*** Dataset excerpts ***
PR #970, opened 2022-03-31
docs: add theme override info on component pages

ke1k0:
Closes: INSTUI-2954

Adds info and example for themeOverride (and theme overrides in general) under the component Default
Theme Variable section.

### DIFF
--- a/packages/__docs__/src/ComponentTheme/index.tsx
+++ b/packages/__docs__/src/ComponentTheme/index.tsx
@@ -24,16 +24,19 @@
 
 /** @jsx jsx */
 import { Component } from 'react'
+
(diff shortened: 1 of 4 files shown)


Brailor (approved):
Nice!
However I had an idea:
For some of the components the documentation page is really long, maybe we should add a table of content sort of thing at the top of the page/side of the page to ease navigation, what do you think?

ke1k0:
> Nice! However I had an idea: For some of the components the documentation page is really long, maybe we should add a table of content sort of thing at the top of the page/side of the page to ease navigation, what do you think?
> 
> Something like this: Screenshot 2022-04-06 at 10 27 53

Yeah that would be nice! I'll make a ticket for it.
***
*** Dataset excerpts ***
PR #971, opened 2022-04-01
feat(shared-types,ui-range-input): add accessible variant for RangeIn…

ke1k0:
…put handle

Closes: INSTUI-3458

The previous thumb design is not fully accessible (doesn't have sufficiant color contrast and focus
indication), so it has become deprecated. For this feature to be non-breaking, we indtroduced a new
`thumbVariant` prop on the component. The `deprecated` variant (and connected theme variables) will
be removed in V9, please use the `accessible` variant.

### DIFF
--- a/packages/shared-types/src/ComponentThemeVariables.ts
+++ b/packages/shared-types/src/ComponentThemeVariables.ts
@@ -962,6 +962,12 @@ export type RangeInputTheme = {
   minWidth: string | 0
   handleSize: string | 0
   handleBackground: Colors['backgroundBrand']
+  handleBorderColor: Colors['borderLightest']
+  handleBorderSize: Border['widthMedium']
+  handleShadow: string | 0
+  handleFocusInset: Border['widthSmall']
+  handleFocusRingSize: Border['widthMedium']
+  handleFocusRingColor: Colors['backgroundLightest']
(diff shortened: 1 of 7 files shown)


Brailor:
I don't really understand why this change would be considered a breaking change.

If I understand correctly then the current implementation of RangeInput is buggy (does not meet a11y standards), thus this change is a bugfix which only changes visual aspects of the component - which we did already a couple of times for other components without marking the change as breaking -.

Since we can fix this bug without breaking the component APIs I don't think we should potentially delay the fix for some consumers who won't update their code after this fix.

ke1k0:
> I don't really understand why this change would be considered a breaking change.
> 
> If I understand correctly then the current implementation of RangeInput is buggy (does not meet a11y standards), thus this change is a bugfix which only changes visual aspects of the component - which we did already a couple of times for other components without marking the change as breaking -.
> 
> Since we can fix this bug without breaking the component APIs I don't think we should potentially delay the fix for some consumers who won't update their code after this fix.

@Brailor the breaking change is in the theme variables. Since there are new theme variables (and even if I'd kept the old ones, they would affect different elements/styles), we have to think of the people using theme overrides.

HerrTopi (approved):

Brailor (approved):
***
*** Dataset excerpts ***
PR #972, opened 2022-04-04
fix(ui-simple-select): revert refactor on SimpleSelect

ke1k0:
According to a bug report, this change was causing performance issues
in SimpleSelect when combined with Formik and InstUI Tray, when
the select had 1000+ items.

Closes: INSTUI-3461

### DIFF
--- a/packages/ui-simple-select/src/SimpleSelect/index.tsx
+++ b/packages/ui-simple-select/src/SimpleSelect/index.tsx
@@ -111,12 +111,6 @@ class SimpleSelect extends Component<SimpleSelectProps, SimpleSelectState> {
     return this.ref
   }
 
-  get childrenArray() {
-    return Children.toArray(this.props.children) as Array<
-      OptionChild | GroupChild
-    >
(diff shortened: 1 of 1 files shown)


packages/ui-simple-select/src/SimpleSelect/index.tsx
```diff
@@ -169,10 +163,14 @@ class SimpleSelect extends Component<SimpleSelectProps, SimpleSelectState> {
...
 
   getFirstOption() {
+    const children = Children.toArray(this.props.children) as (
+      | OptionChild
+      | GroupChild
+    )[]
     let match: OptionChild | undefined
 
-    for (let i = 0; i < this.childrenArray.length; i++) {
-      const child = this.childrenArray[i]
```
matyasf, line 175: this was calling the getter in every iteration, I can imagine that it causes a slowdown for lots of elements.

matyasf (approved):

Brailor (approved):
***
**Exercise description:**
Find every line in the records that uses the string "packages", then copy it.

**Your solution:**
--- a/packages/__docs__/src/ComponentTheme/index.tsx
+++ b/packages/__docs__/src/ComponentTheme/index.tsx
--- a/packages/shared-types/src/ComponentThemeVariables.ts
+++ b/packages/shared-types/src/ComponentThemeVariables.ts
--- a/packages/ui-simple-select/src/SimpleSelect/index.tsx
+++ b/packages/ui-simple-select/src/SimpleSelect/index.tsx
packages/ui-simple-select/src/SimpleSelect/index.tsx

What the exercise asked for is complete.